▶ **EXERCISE BRIEF**: If a line in the entries includes "connections", show that line.

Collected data
━━━━━━
PR #11910, opened 2023-12-20
fix(webdriver): respect strictSSL setting for bidi connections

jlipps:
WebDriver BiDi connections were not made with sensitivity to the `strictSSL` WebDriverIO option. This PR attempts to fix that. Tested locally on a self-signed cert. Not really sure how to add a test in this repo, nor do I really want to figure that out 😉


christian-bromann (approved):
LGTM 👍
━━━━━━
▶ **RESPONSE**:
fix(webdriver): respect strictSSL setting for bidi connections
WebDriver BiDi connections were not made with sensitivity to the `strictSSL` WebDriverIO option. This PR attempts to fix that. Tested locally on a self-signed cert. Not really sure how to add a test in this repo, nor do I really want to figure that out 😉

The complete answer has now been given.